Cosmicomics
- First edition (Einaudi, 1965)
- Author: Italo Calvino
- Original title: Le Cosmicomiche
- Translator: William Weaver
- Cover artist: M. C. Escher (depicted) A. Simi (first paper)
- Language: Italian (first)
- Genre: Science fiction short stories
- Publisher: Giulio Einaudi (Italian) Harcourt Brace (US)
- Publication date: 1965
- Publication place: Italy (first)
- Published in English: 1968 (US, UK)
- Media type: Print (hardback & paperback (1970))
- Pages: 188 (first) 153 (US, UK) 185 (first paper)
- ISBN: 0-15-622600-6 (1976 US)
- OCLC: 2521577
- Dewey Decimal: 853/.9/14
- LC Class: PZ3.C13956 Co8 PQ4809.A45

= Cosmicomics =

1965 book by Italo Calvino

Cosmicomics (Le cosmicomiche) is a collection of twelve short stories by Italo Calvino first published in Italian in 1965 and in English in 1968. The stories were originally published between 1964 and 1965 in the Italian periodicals Il Caffè and Il Giorno. Each story takes a scientific theory (some of which have since become deprecated) or phenomenon and builds an imaginative story around it. An always-extant being called Qfwfq explicitly narrates all of the stories save two. Every story is a memory of an event in the history of the universe.

All of the stories in Cosmicomics, together with more of Qfwfq stories from t zero and other sources, are now available in a single volume collection, The Complete Cosmicomics (Penguin UK, 2009).

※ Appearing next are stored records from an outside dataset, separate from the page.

PR #4319, opened 2021-04-27
Fix S4457 FP with async void methods

### LINKED ISSUE #2665: Update S4457: FP for async void method (event handlers)
### Description

There is no way of splitting async void method into two without breaking another sonar rules. 

### Repro steps

```
private async void OnButtonPressed( object sender, EventArgs e)
{
  if(e == null)
    throw new ArgumentException(nameof(e));

  await Task.Delay(0);
}
```

### Expected behavior

the S4457 should not be raised for async void methods

### Actual behavior

S4457 is raised

### Related information

* SonarLint for VS2017 4.12.0.0
* VS 2017

andrei-epure-sonarsource:
Fixes #2665

### DIFF
--- a/analyzers/src/SonarAnalyzer.CSharp/Rules/ParameterValidationInAsyncShouldBeWrapped.cs
+++ b/analyzers/src/SonarAnalyzer.CSharp/Rules/ParameterValidationInAsyncShouldBeWrapped.cs
@@ -48,7 +48,7 @@ namespace SonarAnalyzer.Rules.CSharp
                 {
                     var methodDeclaration = (MethodDeclarationSyntax)c.Node;
                     if (!methodDeclaration.Modifiers.Any(SyntaxKind.AsyncKeyword)
-                        || c.SemanticModel.GetTypeInfo(methodDeclaration.ReturnType).Type.SpecialType == SpecialType.System_Void)
+                        || methodDeclaration.ReturnType.ToString() == "void")
                     {
                         return;
                     }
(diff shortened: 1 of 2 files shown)


analyzers/src/SonarAnalyzer.CSharp/Rules/ParameterValidationInAsyncShouldBeWrapped.cs
```diff
@@ -42,13 +42,13 @@ public sealed class ParameterValidationInAsyncShouldBeWrapped : SonarDiagnosticA
...
-        protected override void Initialize(SonarAnalysisContext context)
-        {
+        protected override void Initialize(SonarAnalysisContext context) =>
             context.RegisterSyntaxNodeActionInNonGenerated(
                 c =>
                 {
                     var methodDeclaration = (MethodDeclarationSyntax)c.Node;
-                    if (!methodDeclaration.Modifiers.Any(SyntaxKind.AsyncKeyword))
+                    if (!methodDeclaration.Modifiers.Any(SyntaxKind.AsyncKeyword)
+                        || c.SemanticModel.GetTypeInfo(methodDeclaration.ReturnType).Type.SpecialType == SpecialType.System_Void)
```
pavel-mikula-sonarsource, line 51: Better API
```suggestion
                        || c.SemanticModel.GetDeclaredSymbol(methodDeclaration).ReturnsVoid)
```

pavel-mikula-sonarsource (approved):
LGTM, please use the other API before merging

analyzers/src/SonarAnalyzer.CSharp/Rules/ParameterValidationInAsyncShouldBeWrapped.cs
andrei-epure-sonarsource: I avoided on purpose getting the symbol, because that can trigger a compilation; whereas I only need the type info for this purpose. 

I will try and do a small benchmark

pavel-mikula-sonarsource: From a peek to Roslyn, it uses `GetSemanticInfoSymbolInNonMemberContext` anyway

andrei-epure-sonarsource: I changed it to remove SemanticModel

The first U.S. edition, translated by William Weaver, won the National Book Award in the translation category.

==Contents==
- "The Distance of the Moon", the first and probably the best known story. Calvino takes the fact that the Moon used to be much closer to the Earth, and builds a story about a love triangle among people who used to jump between the Earth and the Moon; the lovers gradually drift apart as the Moon recedes.
- "At Daybreak": Life in a nebula before gas condenses into solid matter, a process which ultimately leads to the formation of solar systems.
- "A Sign in Space": The fact that the galaxy slowly revolves is the premise of a story about a being desperate to leave behind some unique sign of its existence. This story is a direct illustration of one of the tenets of postmodern theory—that the sign is not the thing it signifies, nor can one claim to fully or properly describe a thing or an idea with a word or other symbol.
- "All at One Point": The fact that before the Big Bang the cosmos existed as a single point (the initial singularity. "Naturally, we were all there—old Qfwfq said—where else could we have been? Nobody knew then that there could be space. Or time, either: what use did we have for time, packed in there like sardines?"
- "Without Colors": Before there was an atmosphere, everything was the same shade of gray. As the atmosphere gradually appears, so do colors. Unfortunately the novelty scares off Ayl, Qfwfq's love interest.
- "Games Without End": A galactic game of marbles played using hydrogen atoms, before the universe had created other materials.
- "The Aquatic Uncle": A tale on the fact that at one stage in evolution animals left the sea and came to live on land. The story is about a family living on land that is a bit ashamed of their old uncle who still lives in the sea, refusing to come ashore like "civilized" people.
- "How Much Shall We Bet": Qfwfq bets against his rival Dean (k)yK about the universe's transformations, making increasingly long-term and specific conjectures.
- "The Dinosaurs": How some dinosaurs lived after most of them had become extinct, and how it felt to be that last existing dinosaur in an age where all the current mammals feared his kind as demons.
- "The Form of Space": As the unnamed narrator "falls" through space, he cannot help noticing that his trajectory is parallel to that of a beautiful woman, Ursula H'x, and that of lieutenant Fenimore, who is also in love with Ursula. The narrator dreams of the shape of space changing, so that he may touch Ursula (or fight with Fenimore).
- "The Light Years": The unnamed narrator looking at other galaxies spots one with a sign pointed right at him saying "I saw you." Given that there's a gulf of 100,000,000 light years, he checks his diary to find out what he had been doing that day eons ago, and finds out that it was something he had wished to hide. He then starts to worry.
- "The Spiral": A story about life as a mollusc who creates the first shell. By creating this object of beauty to behold, he enables the development of vision in other creatures and sets off a chain reaction leading to the present day.

All of the stories feature non-human characters who have been heavily anthropomorphized.

==Adaptations==
"La Luna" by Enrico Casarosa, 2011 is a short film based on the same premise as "The Distance of the Moon."